Collected data

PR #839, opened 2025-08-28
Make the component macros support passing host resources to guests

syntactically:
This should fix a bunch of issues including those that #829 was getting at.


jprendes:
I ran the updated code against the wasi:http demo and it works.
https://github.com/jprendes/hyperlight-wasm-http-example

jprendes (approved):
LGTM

* * *

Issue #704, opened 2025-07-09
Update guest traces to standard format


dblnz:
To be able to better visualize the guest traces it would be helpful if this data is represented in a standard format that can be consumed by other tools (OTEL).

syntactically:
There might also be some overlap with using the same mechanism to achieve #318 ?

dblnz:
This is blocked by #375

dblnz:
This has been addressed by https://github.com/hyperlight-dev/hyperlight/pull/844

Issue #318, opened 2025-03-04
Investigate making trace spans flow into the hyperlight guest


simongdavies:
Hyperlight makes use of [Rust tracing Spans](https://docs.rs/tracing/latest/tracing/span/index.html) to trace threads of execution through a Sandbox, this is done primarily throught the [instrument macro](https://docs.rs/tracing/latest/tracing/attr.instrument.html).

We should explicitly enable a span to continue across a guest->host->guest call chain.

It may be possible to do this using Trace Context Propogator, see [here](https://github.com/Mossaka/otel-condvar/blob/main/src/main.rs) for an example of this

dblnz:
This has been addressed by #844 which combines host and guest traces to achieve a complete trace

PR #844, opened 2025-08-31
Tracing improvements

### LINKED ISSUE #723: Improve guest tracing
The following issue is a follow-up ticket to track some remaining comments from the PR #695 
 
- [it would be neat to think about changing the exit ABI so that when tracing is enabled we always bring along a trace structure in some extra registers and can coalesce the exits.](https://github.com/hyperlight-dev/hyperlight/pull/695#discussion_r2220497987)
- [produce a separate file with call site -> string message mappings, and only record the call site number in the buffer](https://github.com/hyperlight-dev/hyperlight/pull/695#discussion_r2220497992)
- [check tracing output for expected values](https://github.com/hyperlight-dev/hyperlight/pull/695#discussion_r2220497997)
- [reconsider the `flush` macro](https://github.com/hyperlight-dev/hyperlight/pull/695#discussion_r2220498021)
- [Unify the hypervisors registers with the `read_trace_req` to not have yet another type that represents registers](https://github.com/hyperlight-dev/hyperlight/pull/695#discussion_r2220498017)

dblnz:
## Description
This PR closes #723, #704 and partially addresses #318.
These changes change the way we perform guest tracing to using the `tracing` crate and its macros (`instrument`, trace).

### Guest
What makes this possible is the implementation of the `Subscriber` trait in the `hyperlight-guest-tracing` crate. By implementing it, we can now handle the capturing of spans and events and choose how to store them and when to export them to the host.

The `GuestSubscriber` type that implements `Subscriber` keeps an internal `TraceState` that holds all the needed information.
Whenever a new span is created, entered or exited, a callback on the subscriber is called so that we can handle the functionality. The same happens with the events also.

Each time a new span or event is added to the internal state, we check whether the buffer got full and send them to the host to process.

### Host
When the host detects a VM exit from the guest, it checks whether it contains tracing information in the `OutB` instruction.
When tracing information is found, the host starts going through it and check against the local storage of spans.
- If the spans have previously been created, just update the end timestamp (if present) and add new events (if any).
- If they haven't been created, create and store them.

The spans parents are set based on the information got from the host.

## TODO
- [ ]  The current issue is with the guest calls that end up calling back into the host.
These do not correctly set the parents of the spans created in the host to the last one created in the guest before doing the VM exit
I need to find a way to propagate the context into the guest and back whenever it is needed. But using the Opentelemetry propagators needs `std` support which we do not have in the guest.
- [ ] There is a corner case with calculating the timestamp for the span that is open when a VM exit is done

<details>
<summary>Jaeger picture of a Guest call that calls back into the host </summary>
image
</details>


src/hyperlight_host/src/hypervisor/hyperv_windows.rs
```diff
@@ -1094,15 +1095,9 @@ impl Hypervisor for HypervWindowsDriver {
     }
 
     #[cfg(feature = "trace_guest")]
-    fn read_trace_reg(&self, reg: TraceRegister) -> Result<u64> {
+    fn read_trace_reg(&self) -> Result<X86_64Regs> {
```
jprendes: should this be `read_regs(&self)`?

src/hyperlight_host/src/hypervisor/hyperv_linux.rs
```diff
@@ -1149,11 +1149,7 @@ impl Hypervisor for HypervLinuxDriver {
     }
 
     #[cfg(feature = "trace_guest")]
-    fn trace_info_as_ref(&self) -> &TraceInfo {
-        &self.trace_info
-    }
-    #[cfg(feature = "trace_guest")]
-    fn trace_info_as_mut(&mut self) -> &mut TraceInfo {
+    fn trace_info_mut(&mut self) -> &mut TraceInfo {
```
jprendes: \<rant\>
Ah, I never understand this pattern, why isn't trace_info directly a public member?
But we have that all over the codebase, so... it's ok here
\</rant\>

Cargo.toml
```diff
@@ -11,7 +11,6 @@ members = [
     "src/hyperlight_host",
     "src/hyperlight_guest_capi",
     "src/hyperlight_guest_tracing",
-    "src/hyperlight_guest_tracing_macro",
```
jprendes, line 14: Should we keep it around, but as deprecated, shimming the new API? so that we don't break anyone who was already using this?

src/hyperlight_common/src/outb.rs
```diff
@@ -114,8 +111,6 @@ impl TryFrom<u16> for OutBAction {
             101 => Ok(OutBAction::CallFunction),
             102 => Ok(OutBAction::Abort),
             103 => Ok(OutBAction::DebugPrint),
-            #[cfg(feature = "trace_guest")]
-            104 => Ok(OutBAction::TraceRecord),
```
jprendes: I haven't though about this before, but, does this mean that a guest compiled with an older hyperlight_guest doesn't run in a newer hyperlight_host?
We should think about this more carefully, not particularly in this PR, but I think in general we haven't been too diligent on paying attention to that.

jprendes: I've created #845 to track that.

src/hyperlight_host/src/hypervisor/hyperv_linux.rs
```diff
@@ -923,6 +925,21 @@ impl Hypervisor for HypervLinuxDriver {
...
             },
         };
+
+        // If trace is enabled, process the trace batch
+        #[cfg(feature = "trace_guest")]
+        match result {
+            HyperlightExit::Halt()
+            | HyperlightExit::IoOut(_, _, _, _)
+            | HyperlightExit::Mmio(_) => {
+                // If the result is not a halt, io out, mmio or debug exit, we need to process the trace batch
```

- [What the exercise asks]
Copy the lines above exactly, beginning at the line that has "It may be possible" and stopping after the line that has "This has been addressed by #844", and omit the rest.

- [Response]
It may be possible to do this using Trace Context Propogator, see [here](https://github.com/Mossaka/otel-condvar/blob/main/src/main.rs) for an example of this

dblnz:
This has been addressed by #844 which combines host and guest traces to achieve a complete trace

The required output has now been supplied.